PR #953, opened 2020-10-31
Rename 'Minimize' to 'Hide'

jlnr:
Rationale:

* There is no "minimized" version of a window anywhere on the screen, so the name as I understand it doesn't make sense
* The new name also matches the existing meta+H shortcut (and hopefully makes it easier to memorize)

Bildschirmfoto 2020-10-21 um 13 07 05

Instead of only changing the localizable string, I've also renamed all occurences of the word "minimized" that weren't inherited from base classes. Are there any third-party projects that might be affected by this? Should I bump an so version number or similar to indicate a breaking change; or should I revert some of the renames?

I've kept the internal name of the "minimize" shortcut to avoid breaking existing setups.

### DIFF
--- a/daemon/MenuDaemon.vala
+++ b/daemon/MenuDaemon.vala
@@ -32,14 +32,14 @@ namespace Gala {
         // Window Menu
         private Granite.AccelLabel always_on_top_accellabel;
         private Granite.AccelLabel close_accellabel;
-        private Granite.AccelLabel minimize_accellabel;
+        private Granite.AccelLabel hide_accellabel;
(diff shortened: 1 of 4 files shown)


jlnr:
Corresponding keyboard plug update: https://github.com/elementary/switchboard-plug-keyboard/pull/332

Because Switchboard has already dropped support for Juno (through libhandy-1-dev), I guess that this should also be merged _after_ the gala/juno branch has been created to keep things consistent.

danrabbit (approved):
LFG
##############################
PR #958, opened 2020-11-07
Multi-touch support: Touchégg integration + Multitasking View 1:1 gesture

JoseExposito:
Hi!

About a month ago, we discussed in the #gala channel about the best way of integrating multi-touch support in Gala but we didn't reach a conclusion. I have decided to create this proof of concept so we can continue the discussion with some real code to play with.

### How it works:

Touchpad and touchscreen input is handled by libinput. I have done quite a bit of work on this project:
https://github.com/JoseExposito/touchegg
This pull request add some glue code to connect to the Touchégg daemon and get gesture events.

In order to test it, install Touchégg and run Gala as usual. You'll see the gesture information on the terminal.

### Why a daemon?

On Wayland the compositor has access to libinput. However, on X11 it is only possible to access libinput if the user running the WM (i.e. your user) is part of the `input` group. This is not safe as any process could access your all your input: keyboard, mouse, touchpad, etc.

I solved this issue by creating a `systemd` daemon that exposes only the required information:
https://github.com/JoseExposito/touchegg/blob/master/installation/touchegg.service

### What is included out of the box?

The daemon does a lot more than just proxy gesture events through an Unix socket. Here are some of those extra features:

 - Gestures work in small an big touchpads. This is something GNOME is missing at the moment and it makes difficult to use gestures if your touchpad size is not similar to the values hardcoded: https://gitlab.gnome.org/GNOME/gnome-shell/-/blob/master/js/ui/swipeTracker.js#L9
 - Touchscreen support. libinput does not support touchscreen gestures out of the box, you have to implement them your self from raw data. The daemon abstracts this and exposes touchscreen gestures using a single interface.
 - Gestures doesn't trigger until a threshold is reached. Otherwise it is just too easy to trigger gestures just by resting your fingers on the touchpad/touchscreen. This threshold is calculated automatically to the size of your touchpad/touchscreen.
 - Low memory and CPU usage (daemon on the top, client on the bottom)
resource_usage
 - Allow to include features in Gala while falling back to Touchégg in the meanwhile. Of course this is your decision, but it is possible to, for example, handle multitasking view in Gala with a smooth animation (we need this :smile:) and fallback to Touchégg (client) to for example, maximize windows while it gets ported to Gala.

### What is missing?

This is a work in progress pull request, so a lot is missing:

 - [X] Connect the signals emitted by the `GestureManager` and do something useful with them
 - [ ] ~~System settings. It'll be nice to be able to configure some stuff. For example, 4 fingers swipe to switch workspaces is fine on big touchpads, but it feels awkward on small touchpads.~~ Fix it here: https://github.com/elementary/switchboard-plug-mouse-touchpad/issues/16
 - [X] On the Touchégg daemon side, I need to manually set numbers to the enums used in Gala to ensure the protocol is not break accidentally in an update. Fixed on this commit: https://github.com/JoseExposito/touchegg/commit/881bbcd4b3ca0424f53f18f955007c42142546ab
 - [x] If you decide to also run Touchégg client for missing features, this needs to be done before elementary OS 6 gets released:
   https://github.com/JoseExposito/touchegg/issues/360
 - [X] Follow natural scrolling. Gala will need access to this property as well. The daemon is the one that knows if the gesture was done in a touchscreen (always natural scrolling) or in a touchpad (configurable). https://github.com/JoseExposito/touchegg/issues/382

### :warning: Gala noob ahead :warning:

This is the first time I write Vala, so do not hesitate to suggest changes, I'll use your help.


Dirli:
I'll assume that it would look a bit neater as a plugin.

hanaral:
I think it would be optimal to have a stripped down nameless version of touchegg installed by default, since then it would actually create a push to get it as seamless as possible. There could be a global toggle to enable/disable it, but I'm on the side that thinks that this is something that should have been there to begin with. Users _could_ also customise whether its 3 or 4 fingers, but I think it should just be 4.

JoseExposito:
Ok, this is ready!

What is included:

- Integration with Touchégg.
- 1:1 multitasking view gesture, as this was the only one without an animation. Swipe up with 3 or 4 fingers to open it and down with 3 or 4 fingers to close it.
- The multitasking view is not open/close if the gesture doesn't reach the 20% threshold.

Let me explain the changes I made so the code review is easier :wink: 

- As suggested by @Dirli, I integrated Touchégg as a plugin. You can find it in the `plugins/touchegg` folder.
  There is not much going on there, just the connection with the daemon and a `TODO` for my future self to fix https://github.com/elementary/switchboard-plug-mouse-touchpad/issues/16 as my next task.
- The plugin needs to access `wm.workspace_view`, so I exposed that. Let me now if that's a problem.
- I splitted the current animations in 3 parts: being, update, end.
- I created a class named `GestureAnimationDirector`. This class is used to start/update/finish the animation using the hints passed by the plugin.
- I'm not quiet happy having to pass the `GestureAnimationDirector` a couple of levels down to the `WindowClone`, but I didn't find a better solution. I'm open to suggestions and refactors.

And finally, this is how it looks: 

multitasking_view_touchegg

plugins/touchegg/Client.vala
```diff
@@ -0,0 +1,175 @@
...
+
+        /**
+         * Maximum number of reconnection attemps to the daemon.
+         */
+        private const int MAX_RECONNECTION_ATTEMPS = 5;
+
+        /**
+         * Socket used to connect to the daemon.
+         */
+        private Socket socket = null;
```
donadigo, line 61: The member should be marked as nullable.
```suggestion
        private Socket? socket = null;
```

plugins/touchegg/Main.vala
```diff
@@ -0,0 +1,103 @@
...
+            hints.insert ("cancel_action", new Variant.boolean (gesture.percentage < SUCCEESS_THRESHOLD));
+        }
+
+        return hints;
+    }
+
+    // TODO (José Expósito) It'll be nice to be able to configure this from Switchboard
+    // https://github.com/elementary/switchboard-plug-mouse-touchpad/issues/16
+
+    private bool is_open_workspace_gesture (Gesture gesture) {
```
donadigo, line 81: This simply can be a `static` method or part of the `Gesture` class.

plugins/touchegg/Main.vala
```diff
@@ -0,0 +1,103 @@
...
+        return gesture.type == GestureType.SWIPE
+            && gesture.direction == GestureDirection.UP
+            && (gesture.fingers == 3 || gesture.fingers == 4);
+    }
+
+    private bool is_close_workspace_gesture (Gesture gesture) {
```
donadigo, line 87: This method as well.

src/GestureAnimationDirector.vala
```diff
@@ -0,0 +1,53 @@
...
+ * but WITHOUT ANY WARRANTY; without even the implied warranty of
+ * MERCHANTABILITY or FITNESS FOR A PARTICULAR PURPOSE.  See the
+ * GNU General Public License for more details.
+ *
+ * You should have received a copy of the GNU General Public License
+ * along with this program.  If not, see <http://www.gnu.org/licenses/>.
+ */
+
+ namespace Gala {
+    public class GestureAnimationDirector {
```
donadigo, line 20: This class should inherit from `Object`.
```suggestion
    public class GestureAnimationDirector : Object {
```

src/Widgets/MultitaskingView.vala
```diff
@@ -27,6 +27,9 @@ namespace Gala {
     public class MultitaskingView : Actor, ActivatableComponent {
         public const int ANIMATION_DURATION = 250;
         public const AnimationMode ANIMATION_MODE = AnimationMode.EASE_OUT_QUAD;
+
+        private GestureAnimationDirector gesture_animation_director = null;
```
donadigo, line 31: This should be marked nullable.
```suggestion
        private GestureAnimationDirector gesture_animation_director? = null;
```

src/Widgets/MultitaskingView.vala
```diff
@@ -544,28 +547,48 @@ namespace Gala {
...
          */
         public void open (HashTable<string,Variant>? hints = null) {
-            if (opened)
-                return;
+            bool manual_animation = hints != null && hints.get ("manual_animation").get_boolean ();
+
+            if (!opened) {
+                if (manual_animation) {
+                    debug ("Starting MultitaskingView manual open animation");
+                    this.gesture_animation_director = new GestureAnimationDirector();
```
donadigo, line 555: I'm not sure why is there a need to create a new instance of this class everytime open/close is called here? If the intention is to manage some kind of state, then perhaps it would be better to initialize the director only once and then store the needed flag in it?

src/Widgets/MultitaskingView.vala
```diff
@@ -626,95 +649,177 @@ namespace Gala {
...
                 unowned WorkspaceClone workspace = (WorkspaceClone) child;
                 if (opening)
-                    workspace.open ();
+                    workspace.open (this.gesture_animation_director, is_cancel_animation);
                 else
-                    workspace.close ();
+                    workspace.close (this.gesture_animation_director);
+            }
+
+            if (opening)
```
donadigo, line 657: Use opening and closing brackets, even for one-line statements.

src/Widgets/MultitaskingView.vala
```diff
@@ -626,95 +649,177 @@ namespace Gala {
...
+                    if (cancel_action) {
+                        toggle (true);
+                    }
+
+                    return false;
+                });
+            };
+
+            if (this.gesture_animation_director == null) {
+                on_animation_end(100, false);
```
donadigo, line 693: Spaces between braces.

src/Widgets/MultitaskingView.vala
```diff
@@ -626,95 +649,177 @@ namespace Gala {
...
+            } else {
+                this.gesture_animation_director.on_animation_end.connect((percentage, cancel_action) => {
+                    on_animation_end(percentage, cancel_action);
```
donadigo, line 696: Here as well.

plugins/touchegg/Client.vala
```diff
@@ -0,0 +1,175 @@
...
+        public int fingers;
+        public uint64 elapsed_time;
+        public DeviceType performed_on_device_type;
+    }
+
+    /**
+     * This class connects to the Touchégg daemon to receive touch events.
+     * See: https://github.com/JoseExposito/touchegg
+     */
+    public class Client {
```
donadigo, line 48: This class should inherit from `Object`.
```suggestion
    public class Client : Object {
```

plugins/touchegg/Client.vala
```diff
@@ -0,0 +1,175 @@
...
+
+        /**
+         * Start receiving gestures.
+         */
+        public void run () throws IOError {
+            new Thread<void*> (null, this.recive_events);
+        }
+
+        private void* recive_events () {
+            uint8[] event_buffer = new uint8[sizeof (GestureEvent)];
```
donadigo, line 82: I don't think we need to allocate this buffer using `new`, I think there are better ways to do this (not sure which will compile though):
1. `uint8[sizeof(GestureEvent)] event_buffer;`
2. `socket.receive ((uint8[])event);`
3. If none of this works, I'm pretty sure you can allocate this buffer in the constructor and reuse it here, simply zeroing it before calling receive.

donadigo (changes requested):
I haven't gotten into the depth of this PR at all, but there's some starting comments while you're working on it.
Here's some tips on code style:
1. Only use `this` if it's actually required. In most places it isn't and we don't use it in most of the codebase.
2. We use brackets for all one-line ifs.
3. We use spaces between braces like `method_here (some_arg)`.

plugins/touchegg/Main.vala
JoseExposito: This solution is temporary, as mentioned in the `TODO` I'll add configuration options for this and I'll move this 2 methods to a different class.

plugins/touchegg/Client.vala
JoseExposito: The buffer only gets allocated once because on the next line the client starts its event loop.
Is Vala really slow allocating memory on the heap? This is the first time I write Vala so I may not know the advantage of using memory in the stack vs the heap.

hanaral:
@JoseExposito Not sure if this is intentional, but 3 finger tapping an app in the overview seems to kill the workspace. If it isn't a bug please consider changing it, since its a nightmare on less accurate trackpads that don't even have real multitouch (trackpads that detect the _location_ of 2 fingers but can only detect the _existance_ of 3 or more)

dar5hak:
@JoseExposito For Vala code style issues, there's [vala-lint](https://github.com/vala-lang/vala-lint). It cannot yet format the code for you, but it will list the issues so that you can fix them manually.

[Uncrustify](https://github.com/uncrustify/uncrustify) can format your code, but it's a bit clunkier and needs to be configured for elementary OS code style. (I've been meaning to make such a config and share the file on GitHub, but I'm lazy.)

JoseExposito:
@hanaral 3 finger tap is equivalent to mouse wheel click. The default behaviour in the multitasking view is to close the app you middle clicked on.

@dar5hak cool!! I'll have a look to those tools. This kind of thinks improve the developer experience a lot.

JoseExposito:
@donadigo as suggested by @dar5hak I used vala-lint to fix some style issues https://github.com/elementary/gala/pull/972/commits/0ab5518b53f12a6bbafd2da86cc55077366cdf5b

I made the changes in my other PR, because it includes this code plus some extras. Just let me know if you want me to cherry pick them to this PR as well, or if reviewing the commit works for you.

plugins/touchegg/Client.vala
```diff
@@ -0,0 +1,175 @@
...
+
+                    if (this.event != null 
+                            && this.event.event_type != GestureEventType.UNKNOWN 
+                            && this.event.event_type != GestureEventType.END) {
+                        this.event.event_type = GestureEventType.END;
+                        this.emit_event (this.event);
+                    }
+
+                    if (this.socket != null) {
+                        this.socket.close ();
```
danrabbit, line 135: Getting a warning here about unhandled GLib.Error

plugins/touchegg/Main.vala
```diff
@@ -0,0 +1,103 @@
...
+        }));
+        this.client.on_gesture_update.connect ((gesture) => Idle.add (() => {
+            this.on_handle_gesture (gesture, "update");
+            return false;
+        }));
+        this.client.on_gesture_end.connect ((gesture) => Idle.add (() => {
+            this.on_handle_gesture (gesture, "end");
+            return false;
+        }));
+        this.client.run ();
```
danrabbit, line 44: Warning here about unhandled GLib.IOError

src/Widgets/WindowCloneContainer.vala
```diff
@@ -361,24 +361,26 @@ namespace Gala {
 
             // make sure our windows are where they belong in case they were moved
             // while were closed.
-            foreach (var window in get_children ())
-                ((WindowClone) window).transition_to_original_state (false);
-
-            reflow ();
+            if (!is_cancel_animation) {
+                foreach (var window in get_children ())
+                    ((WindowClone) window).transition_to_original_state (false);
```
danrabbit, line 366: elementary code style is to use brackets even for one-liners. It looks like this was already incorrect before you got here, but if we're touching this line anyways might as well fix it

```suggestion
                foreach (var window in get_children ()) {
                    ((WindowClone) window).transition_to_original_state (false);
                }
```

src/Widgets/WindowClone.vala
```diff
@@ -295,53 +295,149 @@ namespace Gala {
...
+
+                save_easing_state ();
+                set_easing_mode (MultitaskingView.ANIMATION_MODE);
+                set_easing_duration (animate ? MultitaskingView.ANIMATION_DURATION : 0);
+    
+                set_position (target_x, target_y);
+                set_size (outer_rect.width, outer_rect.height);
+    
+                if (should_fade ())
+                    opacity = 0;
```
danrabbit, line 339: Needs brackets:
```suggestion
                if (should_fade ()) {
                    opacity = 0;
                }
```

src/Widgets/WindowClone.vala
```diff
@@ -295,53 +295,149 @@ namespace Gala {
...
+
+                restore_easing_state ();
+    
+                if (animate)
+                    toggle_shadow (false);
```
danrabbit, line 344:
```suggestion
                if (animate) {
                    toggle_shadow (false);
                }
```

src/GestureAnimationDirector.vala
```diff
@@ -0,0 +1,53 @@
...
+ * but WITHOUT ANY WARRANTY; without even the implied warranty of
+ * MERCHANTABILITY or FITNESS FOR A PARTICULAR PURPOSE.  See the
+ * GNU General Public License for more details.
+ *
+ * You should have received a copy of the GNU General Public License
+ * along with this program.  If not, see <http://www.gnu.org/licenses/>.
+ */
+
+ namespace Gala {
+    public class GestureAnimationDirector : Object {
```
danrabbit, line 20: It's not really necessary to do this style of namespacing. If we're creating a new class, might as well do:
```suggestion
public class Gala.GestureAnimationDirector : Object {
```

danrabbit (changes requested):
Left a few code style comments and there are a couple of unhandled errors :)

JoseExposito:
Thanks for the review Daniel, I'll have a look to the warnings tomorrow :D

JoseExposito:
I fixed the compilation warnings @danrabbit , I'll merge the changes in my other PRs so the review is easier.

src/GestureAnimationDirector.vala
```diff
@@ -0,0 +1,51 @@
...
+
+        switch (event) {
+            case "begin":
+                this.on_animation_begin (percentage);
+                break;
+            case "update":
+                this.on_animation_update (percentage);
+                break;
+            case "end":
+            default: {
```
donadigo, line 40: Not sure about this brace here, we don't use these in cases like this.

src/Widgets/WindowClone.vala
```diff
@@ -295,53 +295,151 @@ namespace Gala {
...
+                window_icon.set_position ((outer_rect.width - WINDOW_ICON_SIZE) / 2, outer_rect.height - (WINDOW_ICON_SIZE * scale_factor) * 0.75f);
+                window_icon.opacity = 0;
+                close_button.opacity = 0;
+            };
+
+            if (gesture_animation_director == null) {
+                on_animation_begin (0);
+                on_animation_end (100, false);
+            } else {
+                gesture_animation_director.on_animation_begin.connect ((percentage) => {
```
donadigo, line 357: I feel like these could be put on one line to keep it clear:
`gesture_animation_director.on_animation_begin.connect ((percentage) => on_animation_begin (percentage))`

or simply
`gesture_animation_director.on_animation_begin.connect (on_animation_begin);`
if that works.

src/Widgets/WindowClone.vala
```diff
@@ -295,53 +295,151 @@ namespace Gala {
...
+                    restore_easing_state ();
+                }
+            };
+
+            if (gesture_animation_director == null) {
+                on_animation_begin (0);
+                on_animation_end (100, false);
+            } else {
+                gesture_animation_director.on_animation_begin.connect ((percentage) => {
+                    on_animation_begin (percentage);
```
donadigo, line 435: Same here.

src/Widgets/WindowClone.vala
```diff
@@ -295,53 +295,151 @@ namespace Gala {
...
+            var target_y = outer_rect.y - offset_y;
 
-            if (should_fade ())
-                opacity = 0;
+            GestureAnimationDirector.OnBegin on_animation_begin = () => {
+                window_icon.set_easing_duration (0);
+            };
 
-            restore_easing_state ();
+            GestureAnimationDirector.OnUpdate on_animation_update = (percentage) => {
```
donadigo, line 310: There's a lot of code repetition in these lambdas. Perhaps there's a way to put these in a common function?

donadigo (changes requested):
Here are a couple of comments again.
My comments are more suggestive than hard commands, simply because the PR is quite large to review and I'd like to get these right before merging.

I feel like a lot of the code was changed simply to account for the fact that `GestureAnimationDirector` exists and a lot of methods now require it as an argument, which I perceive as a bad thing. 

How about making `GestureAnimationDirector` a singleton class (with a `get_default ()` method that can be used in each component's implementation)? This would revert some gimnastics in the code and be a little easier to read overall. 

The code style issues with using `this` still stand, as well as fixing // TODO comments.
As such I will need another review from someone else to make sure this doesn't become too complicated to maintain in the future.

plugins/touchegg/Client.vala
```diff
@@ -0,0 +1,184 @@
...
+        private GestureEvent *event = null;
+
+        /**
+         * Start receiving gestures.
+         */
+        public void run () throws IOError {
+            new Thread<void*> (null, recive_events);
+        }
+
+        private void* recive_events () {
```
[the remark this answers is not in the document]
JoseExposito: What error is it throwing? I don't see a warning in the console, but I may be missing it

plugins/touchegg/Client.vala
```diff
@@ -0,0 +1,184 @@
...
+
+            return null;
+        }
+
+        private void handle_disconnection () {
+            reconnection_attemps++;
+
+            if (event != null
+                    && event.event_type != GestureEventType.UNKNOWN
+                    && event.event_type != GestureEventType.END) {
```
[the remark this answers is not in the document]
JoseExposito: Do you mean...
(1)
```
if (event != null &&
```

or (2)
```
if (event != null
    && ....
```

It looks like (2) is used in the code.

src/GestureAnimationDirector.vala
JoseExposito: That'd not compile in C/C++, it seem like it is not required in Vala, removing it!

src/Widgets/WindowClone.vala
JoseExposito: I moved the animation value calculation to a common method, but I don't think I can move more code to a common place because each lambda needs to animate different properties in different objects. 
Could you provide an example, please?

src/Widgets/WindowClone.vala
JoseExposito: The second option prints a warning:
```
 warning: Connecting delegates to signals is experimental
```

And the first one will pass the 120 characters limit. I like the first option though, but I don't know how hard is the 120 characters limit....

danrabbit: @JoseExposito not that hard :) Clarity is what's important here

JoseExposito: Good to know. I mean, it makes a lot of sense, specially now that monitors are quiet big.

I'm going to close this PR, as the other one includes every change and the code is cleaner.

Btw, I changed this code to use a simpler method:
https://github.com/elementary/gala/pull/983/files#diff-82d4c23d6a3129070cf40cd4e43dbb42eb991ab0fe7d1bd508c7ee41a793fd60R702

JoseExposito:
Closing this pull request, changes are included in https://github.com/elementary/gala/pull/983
##############################
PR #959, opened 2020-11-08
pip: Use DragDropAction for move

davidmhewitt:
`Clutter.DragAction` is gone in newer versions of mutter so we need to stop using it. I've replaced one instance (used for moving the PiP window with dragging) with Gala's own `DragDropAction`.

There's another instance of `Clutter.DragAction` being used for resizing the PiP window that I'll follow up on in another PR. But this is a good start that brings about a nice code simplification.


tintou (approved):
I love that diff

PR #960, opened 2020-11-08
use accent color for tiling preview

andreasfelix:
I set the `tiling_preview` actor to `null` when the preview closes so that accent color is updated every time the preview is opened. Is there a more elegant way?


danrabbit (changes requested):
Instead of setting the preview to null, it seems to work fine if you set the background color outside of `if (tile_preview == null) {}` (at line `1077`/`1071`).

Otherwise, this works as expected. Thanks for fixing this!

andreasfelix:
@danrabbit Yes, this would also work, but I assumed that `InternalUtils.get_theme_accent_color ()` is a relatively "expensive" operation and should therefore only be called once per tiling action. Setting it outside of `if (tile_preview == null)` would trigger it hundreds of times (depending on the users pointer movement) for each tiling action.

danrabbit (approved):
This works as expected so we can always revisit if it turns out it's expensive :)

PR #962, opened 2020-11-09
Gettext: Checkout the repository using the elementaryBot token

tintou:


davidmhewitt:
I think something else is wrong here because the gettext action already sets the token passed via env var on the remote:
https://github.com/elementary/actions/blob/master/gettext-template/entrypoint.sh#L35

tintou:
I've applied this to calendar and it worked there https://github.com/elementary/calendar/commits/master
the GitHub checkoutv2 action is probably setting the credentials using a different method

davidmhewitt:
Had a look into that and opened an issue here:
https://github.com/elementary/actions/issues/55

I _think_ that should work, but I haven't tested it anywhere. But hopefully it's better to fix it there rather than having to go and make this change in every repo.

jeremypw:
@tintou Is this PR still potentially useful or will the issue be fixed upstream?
##############################
Go through the entries above and pull out each line with "Thanks" in it.

Thanks for the review Daniel, I'll have a look to the warnings tomorrow :D
Otherwise, this works as expected. Thanks for fixing this!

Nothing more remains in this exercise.